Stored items
::::::::::
PR #3263, opened 2024-04-25
Fix downloading of FBbt mapping set

gouttegd:
This PR amends the code that refreshes the FBbt mapping set to:

* use the new canonical location of the set (`http://purl.obolibrary.org/obo/fbbt.sssom.tsv`, valid since today’s FBbt release, instead of the old `http://purl.obolibrary.org/obo/fbbt-mappings.sssom.tsv`);
* ensure the remote file is always downloaded (unless `IMP=false`) even if the target file already exists (otherwise the rule would always be ignored and the set would never be refreshed – this is a bug inadvertently introduced in #3249).

### DIFF
--- a/src/ontology/uberon.Makefile
+++ b/src/ontology/uberon.Makefile
@@ -1259,7 +1259,8 @@ ifeq ($(strip $(IMP)),true)
 
 # FBbt mapping set. Nominally a simple mirror, but we need a custom rule
 # because the default, ODK-generated rule would ignore the MIR variable.
-$(MAPPINGDIR)/fbbt.sssom.tsv:
+.PHONY: fbbt-mappings
+$(MAPPINGDIR)/fbbt.sssom.tsv: fbbt-mappings
 	wget "http://purl.obolibrary.org/obo/fbbt/fbbt.sssom.tsv" -O $@
 
 # CL mapping set (extracted from CL cross-references). We need to first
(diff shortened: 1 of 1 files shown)


matentzn (dismissed):

src/ontology/uberon.Makefile
```diff
@@ -1259,8 +1259,9 @@ ifeq ($(strip $(IMP)),true)
 
 # FBbt mapping set. Nominally a simple mirror, but we need a custom rule
 # because the default, ODK-generated rule would ignore the MIR variable.
-$(MAPPINGDIR)/fbbt.sssom.tsv:
-	wget "http://purl.obolibrary.org/obo/fbbt/fbbt-mappings.sssom.tsv" -O $@
+.PHONY: fbbt-mappings
```
matentzn, line 1262: Usually I recomment to use .FORCE which is a widely used hack for this and a bit nicer for documentation purposes (no need to check what fbbt-mappings does) 

https://seanbone.ch/makefile-hacks/#Forcing_a_target_to_rebuild

gouttegd: Adopted, thanks!

matentzn (commented):
Unfortunately this is not a built in but a convention - the fact that .FORCE is .PHONY has to be declared somewhere in the makefile, usually up top. Maybe it is already declared in the main ODK makefile though (I am on phone)

matentzn (approved):

PR #3278, opened 2024-05-16
GH Action to post release diff on release PR

anitacaron:
The same as we have in [CL](https://github.com/obophenotype/cell-ontology/blob/master/.github/workflows/post-release-diff.yaml)

### DIFF
--- a/.github/workflows/post-release-diff.yml
+++ b/.github/workflows/post-release-diff.yml
@@ -1,0 +1,30 @@
+name: Post release diff
+
+on:
+  # Triggers the workflow on pull request events for the master branch
+  pull_request:
+    branches: [ master ]
+    paths:
+      - 'src/ontology/reports/uberon-base-diff.md'
+
+  # Allows you to run this workflow manually from the Actions tab
+  workflow_dispatch:
+
+jobs:
+
+  post_diff:
+    runs-on: ubuntu-latest
+    steps:
+      - uses: actions/checkout@v3
+      - name: Prepare release diff comment
+        env:
+            GITHUB_SHA: ${{ github.sha }}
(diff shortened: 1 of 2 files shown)


matentzn (dismissed):
I didnt think about this deeply, but LGTM!

.github/workflows/post-release-diff.yml
```diff
@@ -0,0 +1,30 @@
...
+    steps:
+      - uses: actions/checkout@v3
+      - name: Prepare release diff comment
+        env:
+            GITHUB_SHA: ${{ github.sha }}
+        run: "echo \"[Here's a diff of how this release impacts uberon-base.owl](https://github.com/obophenotype/uberon/blob/${{ env.GITHUB_SHA }}/src/ontology/diffs/uberon-diff.md)\" >comment.md"
+      - name: Post comment
+        env:
+          GITHUB_TOKEN: ${{ secrets.GITHUB_TOKEN }}
+        uses: NejcZdovc/comment-pr@v1.1.1
```
gouttegd, line 26: Likewise, could you update to `v2`?

gouttegd (dismissed):
All good, but please consider updating the actions we are using (and we should also at some point do that for all our workflows).

.github/workflows/post-release-diff.yml
```diff
@@ -0,0 +1,30 @@
...
+
+  # Allows you to run this workflow manually from the Actions tab
+  workflow_dispatch:
+
+jobs:
+
+  post_diff:
+    runs-on: ubuntu-latest
+    steps:
+      - uses: actions/checkout@v3
```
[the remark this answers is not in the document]
anitacaron: Yeah, thanks for the reminder!

.github/workflows/post-release-diff.yml
anitacaron: Yes, done.

matentzn (approved):

anitacaron:
I cancelled the QC, which was unnecessary for this PR.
::::::::::
Problem = Every entry above needs to be copied exactly.

Response area =
PR #3263, opened 2024-04-25
Fix downloading of FBbt mapping set

gouttegd:
This PR amends the code that refreshes the FBbt mapping set to:

* use the new canonical location of the set (`http://purl.obolibrary.org/obo/fbbt.sssom.tsv`, valid since today’s FBbt release, instead of the old `http://purl.obolibrary.org/obo/fbbt-mappings.sssom.tsv`);
* ensure the remote file is always downloaded (unless `IMP=false`) even if the target file already exists (otherwise the rule would always be ignored and the set would never be refreshed – this is a bug inadvertently introduced in #3249).

### DIFF
--- a/src/ontology/uberon.Makefile
+++ b/src/ontology/uberon.Makefile
@@ -1259,7 +1259,8 @@ ifeq ($(strip $(IMP)),true)
 
 # FBbt mapping set. Nominally a simple mirror, but we need a custom rule
 # because the default, ODK-generated rule would ignore the MIR variable.
-$(MAPPINGDIR)/fbbt.sssom.tsv:
+.PHONY: fbbt-mappings
+$(MAPPINGDIR)/fbbt.sssom.tsv: fbbt-mappings
 	wget "http://purl.obolibrary.org/obo/fbbt/fbbt.sssom.tsv" -O $@
 
 # CL mapping set (extracted from CL cross-references). We need to first
(diff shortened: 1 of 1 files shown)


matentzn (dismissed):

src/ontology/uberon.Makefile
```diff
@@ -1259,8 +1259,9 @@ ifeq ($(strip $(IMP)),true)
 
 # FBbt mapping set. Nominally a simple mirror, but we need a custom rule
 # because the default, ODK-generated rule would ignore the MIR variable.
-$(MAPPINGDIR)/fbbt.sssom.tsv:
-	wget "http://purl.obolibrary.org/obo/fbbt/fbbt-mappings.sssom.tsv" -O $@
+.PHONY: fbbt-mappings
```
matentzn, line 1262: Usually I recomment to use .FORCE which is a widely used hack for this and a bit nicer for documentation purposes (no need to check what fbbt-mappings does) 

https://seanbone.ch/makefile-hacks/#Forcing_a_target_to_rebuild

gouttegd: Adopted, thanks!

matentzn (commented):
Unfortunately this is not a built in but a convention - the fact that .FORCE is .PHONY has to be declared somewhere in the makefile, usually up top. Maybe it is already declared in the main ODK makefile though (I am on phone)

matentzn (approved):

PR #3278, opened 2024-05-16
GH Action to post release diff on release PR

anitacaron:
The same as we have in [CL](https://github.com/obophenotype/cell-ontology/blob/master/.github/workflows/post-release-diff.yaml)

### DIFF
--- a/.github/workflows/post-release-diff.yml
+++ b/.github/workflows/post-release-diff.yml
@@ -1,0 +1,30 @@
+name: Post release diff
+
+on:
+  # Triggers the workflow on pull request events for the master branch
+  pull_request:
+    branches: [ master ]
+    paths:
+      - 'src/ontology/reports/uberon-base-diff.md'
+
+  # Allows you to run this workflow manually from the Actions tab
+  workflow_dispatch:
+
+jobs:
+
+  post_diff:
+    runs-on: ubuntu-latest
+    steps:
+      - uses: actions/checkout@v3
+      - name: Prepare release diff comment
+        env:
+            GITHUB_SHA: ${{ github.sha }}
(diff shortened: 1 of 2 files shown)


matentzn (dismissed):
I didnt think about this deeply, but LGTM!

.github/workflows/post-release-diff.yml
```diff
@@ -0,0 +1,30 @@
...
+    steps:
+      - uses: actions/checkout@v3
+      - name: Prepare release diff comment
+        env:
+            GITHUB_SHA: ${{ github.sha }}
+        run: "echo \"[Here's a diff of how this release impacts uberon-base.owl](https://github.com/obophenotype/uberon/blob/${{ env.GITHUB_SHA }}/src/ontology/diffs/uberon-diff.md)\" >comment.md"
+      - name: Post comment
+        env:
+          GITHUB_TOKEN: ${{ secrets.GITHUB_TOKEN }}
+        uses: NejcZdovc/comment-pr@v1.1.1
```
gouttegd, line 26: Likewise, could you update to `v2`?

gouttegd (dismissed):
All good, but please consider updating the actions we are using (and we should also at some point do that for all our workflows).

.github/workflows/post-release-diff.yml
```diff
@@ -0,0 +1,30 @@
...
+
+  # Allows you to run this workflow manually from the Actions tab
+  workflow_dispatch:
+
+jobs:
+
+  post_diff:
+    runs-on: ubuntu-latest
+    steps:
+      - uses: actions/checkout@v3
```
[the remark this answers is not in the document]
anitacaron: Yeah, thanks for the reminder!

.github/workflows/post-release-diff.yml
anitacaron: Yes, done.

matentzn (approved):

anitacaron:
I cancelled the QC, which was unnecessary for this PR.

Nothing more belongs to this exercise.